BEGIN Input data

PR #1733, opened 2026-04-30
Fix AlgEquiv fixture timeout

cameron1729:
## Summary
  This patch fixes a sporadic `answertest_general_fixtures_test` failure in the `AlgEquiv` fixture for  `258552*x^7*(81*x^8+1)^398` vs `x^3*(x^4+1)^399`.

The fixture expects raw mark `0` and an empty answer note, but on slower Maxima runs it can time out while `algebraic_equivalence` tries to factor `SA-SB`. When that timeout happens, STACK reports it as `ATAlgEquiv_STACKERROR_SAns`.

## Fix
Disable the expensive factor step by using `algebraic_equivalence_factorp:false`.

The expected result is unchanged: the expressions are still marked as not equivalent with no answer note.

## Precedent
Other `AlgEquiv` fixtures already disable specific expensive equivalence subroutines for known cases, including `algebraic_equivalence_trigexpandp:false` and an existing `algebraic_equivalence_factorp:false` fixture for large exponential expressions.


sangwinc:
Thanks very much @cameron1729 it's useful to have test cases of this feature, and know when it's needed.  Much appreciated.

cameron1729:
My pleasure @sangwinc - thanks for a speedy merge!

END Input data
BEGIN Input data

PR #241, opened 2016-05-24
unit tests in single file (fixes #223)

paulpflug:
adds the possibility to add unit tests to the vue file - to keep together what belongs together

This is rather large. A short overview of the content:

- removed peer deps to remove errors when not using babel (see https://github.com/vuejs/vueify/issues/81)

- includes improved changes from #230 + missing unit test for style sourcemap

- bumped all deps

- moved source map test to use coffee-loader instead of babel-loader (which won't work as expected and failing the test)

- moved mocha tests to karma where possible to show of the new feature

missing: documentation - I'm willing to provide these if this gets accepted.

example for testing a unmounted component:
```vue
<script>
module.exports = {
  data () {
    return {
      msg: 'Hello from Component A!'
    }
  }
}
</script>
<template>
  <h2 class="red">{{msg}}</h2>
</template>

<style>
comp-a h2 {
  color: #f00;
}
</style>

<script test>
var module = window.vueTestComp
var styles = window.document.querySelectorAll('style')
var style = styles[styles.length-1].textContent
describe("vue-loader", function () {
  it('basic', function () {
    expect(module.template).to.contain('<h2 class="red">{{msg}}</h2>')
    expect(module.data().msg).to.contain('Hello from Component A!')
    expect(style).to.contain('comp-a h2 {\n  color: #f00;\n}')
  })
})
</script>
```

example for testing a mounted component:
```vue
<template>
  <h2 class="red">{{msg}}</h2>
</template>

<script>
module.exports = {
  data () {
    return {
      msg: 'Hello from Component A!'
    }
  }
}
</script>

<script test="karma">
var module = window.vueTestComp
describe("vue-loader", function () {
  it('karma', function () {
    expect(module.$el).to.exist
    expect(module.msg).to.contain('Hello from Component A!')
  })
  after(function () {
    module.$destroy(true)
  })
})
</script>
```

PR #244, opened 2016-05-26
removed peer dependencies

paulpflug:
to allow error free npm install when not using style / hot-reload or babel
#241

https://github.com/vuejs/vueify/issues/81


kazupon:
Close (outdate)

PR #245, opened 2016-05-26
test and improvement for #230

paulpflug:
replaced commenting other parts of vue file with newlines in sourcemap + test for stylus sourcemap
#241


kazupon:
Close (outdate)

END Input data
BEGIN Input data

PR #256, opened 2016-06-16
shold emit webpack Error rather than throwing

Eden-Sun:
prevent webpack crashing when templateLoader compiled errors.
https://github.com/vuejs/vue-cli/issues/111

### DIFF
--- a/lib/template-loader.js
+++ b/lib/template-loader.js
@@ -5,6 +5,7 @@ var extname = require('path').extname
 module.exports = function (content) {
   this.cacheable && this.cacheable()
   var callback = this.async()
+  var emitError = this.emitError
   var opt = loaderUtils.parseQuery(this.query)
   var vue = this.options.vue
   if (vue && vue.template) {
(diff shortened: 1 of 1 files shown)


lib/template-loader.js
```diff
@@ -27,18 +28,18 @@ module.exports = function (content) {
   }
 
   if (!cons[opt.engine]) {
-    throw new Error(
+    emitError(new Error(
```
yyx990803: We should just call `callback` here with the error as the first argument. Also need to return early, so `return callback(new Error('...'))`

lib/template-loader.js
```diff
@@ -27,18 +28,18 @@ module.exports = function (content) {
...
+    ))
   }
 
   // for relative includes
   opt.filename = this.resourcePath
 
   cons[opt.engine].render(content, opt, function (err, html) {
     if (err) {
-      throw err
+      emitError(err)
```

END Input data

Problem statement:
In the lines above, find the word "timeout" and copy every line it occurs in.

Exercise result:
Fix AlgEquiv fixture timeout
The fixture expects raw mark `0` and an empty answer note, but on slower Maxima runs it can time out while `algebraic_equivalence` tries to factor `SA-SB`. When that timeout happens, STACK reports it as `ATAlgEquiv_STACKERROR_SAns`.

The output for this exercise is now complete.